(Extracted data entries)
*** Begin section ***

PR #898, opened 2025-07-02
Add method to truncate a Sequence at a specific time

### LINKED ISSUE #873: Add method to truncate a Sequence's or channel's contents
When studying dynamics on a QPU, one has to truncate the Hamiltonian at different times. This is currently cumbersome to do outside of very simple cases (e.g. with constant waveforms) using a single parametrized sequence.

I propose we add a new `Sequence.truncate()` method that allows truncating a sequence at a given duration, which can be a given as a variable. Similar to `Sequence.get_duration()`, we can also give an optional `channel` argument that would truncate a single channel's contents rather than the entire sequence's. So the method's signature could be

```python
Sequence.truncate(duration: int | Parametrized, channel: str | None = None) -> None
```  

The way I see this working is:

1. For each channel, find the slot that includes the truncation threshold
2. Modify this slot to have the desired duration
3. Replace this slot and get rid of all the following slots

**Some things left to clarify:**

- What if the `duration` is not a multiple of the channel's clock period? Should we round up like we do for delays and pulses, or round down so as to not go over the `duration`?
- What if the truncated slot is a "target" slot? **Raising a `NotImplementedError` sounds reasonable.**
- What if the truncated slot ends up with a duration smaller than the channel's minimum instruction duration? Should we just discard it (easy) or try to merge it with the previous slot (hard, potentially messy)?
- What if the slot is an EOM start or end buffer? Within the EOM block, I think we can truncate normally but the start and end buffers shouldn't be messed with. Should we leave them be silently? Raise a warning? Or an error?

HGSilveri:
Note: Implemented for all declared channels only

Closes #873 .

### DIFF
--- a/pulser-core/pulser/sequence/_basis_ref.py
+++ b/pulser-core/pulser/sequence/_basis_ref.py
@@ -22,19 +22,23 @@ import numpy as np
 class _QubitRef:
     def __init__(self) -> None:
         self.phase = _PhaseTracker(0)
-        self.last_used = 0
+        self._last_used_history = [0]
+
+    @property
+    def last_used(self) -> int:
+        return max(self._last_used_history)
 
     def increment_phase(self, phi: float) -> None:
         self.phase[self.last_used] = self.phase.last_phase + phi
 
     def update_last_used(self, new_t: int) -> None:
-        self.last_used = max(self.last_used, new_t)
+        self._last_used_history.append(new_t)
 
     def truncate(self, t: int) -> None:
         self.phase.truncate(t)
-        self.last_used = (
-            self.phase.last_time if t < self.last_used else self.last_used
-        )
+        self._last_used_history = [
+            t_ for t_ in self._last_used_history if t_ <= t
+        ]
 
 
 class _PhaseTracker:
--- a/pulser-core/pulser/sequence/_basis_ref.py
+++ b/pulser-core/pulser/sequence/_basis_ref.py
@@ -30,6 +30,12 @@ class _QubitRef:
     def update_last_used(self, new_t: int) -> None:
         self.last_used = max(self.last_used, new_t)
 
+    def truncate(self, t: int) -> None:
+        self.phase.truncate(t)
+        self.last_used = (
+            self.phase.last_time if t < self.last_used else self.last_used
+        )
+
 
 class _PhaseTracker:
     """Tracks a phase reference over time."""
@@ -59,6 +65,17 @@ class _PhaseTracker:
         for i in range(start, end):
             change = self._phases[i] - self._phases[i - 1]
             yield (self._times[i] / time_scale, change)
+
+    def truncate(self, threshold: int) -> None:
+        new_times = []
+        new_phases = []
+        for t, ph in zip(self._times, self._phases):
+            if t > threshold:
+                break
+            new_times.append(t)
+            new_phases.append(ph)
+        self._times = new_times
+        self._phases = new_phases
 
     def _format(self, phi: float) -> float:
         return phi % (2 * np.pi)
--- a/pulser-core/pulser/sequence/_schedule.py
+++ b/pulser-core/pulser/sequence/_schedule.py
@@ -535,6 +535,27 @@ class _Schedule(Dict[str, _ChannelSchedule]):
         )
 
     def truncate(self, duration: int) -> None:
+        def adjust_eom_blocks(
+            threshold: int, ch_schedule: _ChannelSchedule
+        ) -> None:
+            for eom_ind, eom_block in enumerate(ch_schedule.eom_blocks):
+                # Threshold falls within an EOM block
+                if (
+                    eom_block.ti < threshold <= (eom_block.tf or threshold)
+                ):  # tf can be None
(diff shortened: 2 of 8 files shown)


pulser-core/pulser/sequence/sequence.py
```diff
@@ -1494,7 +1494,49 @@ def estimate_added_delay(
...
+            return
+
+        # Adjust the phase reference of all qubits
+        for basis_ref in self._basis_ref.values():
+            for qubit_ref in basis_ref.values():
+                qubit_ref.truncate(duration_)
+        self._schedule.truncate(duration_)
+
+    @seq_decorators.store
+    @seq_decorators.conditionally_block(if_parametrized_truncated=False)
```
a-corni, line 1539: 👍

pulser-core/pulser/sequence/_basis_ref.py
```diff
@@ -60,6 +70,17 @@ def changes(
             change = self._phases[i] - self._phases[i - 1]
             yield (self._times[i] / time_scale, change)
 
+    def truncate(self, threshold: int) -> None:
+        new_times = []
+        new_phases = []
+        for t, ph in zip(self._times, self._phases):
+            if t > threshold:
+                break
```
a-corni: could the times be unordered ? Won't it be better to have `continue` instead of a `break` ?

pulser-core/pulser/sequence/_schedule.py
```diff
@@ -534,6 +534,132 @@ def add_target(self, qubits_set: set[QubitId], channel: str) -> None:
...
+            assert (
+                ch_schedule.channel_obj.min_duration <= threshold <= duration
+            )
+            # Find the slot where to truncate
+            for slot_ind, slot in enumerate(all_slots):
+                if slot.ti < threshold <= slot.tf:
+                    break
+
+            # If the slot terminates at the threshold, just return
+            # the schedule up to this slot (inclusivly)
```
a-corni: nit (sorry to notice it): inclusively

pulser-core/pulser/sequence/_schedule.py
```diff
@@ -534,6 +534,132 @@ def add_target(self, qubits_set: set[QubitId], channel: str) -> None:
...
+                    f"at t = {threshold} ns was removed by a "
+                    "'truncate()' call.",
+                    stacklevel=3,
+                )
+                adjust_eom_blocks(threshold, ch_schedule)
+                # EOM end buffer, so we remove it and reopen EOM mode
+                ch_schedule.eom_blocks[-1] = replace(
+                    ch_schedule.eom_blocks[-1], tf=None
+                )
+                continue
```
a-corni, line 623: It seems to me that these two assume that the modulation bandwidth of the EOM config or at least of the channel were defined. If not, then there is no delay slot added before/after the EOM block by enable/disable_eom_mode (IIUC).

pulser-core/pulser/sequence/_schedule.py
```diff
@@ -534,6 +534,132 @@ def add_target(self, qubits_set: set[QubitId], channel: str) -> None:
...
+            adjust_eom_blocks(threshold, ch_schedule)
+
+            if slot.type == "target":
+                warnings.warn(
+                    f"'target()' instruction on channel {ch_name!r} at "
+                    f"t = {threshold} ns was removed by a "
+                    "'truncate()' call.",
+                    stacklevel=3,
+                )
+                continue
```
a-corni, line 635: If someone calls truncate with duration=target.tf, then the target slot is kept (even if target.tf=target.ti), perhaps we should have an exclusion line 584 `if slot.tf == threshold and slot.type !="target":`

pulser-core/pulser/sequence/_basis_ref.py
HGSilveri: That is safer indeed :)

pulser-core/pulser/sequence/_schedule.py
HGSilveri: I believe this is not a possibility, the modulation bandwidth must always be defined if an `eom_config` is present

pulser-core/pulser/sequence/_schedule.py
HGSilveri: Why is this an issue though? If you truncate right at the moment the target ends, then it should be kept no?

HGSilveri (commented):
Thanks for the comments!

pulser-core/pulser/sequence/_schedule.py
a-corni: But what if I want to truncate without keeping a target operation of duration 0 ? If I get it correctly, we will have slot.ti = slot.tf = slots[index-1].tf, so I would have to truncate at slots[index-1] -1 which will be then rounded down due to clock issues...

HGSilveri: I don't think you should use `truncate` as a way to delete a `target` operation, that's not the intention of this method. We only delete the target operation when we have to, so a target of duration 0 never has to be deleted

a-corni: Just thought about it, my case is already solved.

*** End section ***

● **EXERCISE INSTRUCTIONS**
Write out every line from the data above that includes "class".

● **RESULT FOR THIS TASK**
 class _QubitRef:
 class _PhaseTracker:
@@ -30,6 +30,12 @@ class _QubitRef:
 class _PhaseTracker:
@@ -59,6 +65,17 @@ class _PhaseTracker:
@@ -535,6 +535,27 @@ class _Schedule(Dict[str, _ChannelSchedule]):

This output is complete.